__EXTRACTED ENTRIES__

----------

PR #143, opened 2020-07-06
Feature/tdp 61 modify listuserassignmentsaction

Babacooll:
The _/api/v1/assignments_ endpoint now returns **all available user assignments** without filtering on their availability.

✔️ Tests passing
✔️ PHPStan passing
✔️ Infection passing

### DIFF
--- a/CHANGELOG.md
+++ b/CHANGELOG.md
@@ -12,7 +12,7 @@
 - Changed garbage collection state update to `ready` if `Assignment` has additional attempts available.
 - Increment the `attemptsCount` on upon LTI Launch if state is not started.
 - Set default value of `0` for `attemptsCount` for new assignments during user ingestion.
-- The `/api/v1//assignments` endpoint now returns all users assignments (available or not).
+- The `/api/v1/assignments` endpoint now returns all users assignments (available or not).
 
 ## 1.5.0 - 2020-06-17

----------

__WHAT THE EXERCISE ASKS__
The span to print begins at the line containing "-12,7 +12,7 @@" and ends at the final line of the entries; print it exactly and print nothing else.

__TASK OUTPUT__
@@ -12,7 +12,7 @@
 - Changed garbage collection state update to `ready` if `Assignment` has additional attempts available.
 - Increment the `attemptsCount` on upon LTI Launch if state is not started.
 - Set default value of `0` for `attemptsCount` for new assignments during user ingestion.
-- The `/api/v1//assignments` endpoint now returns all users assignments (available or not).
+- The `/api/v1/assignments` endpoint now returns all users assignments (available or not).
 
 ## 1.5.0 - 2020-06-17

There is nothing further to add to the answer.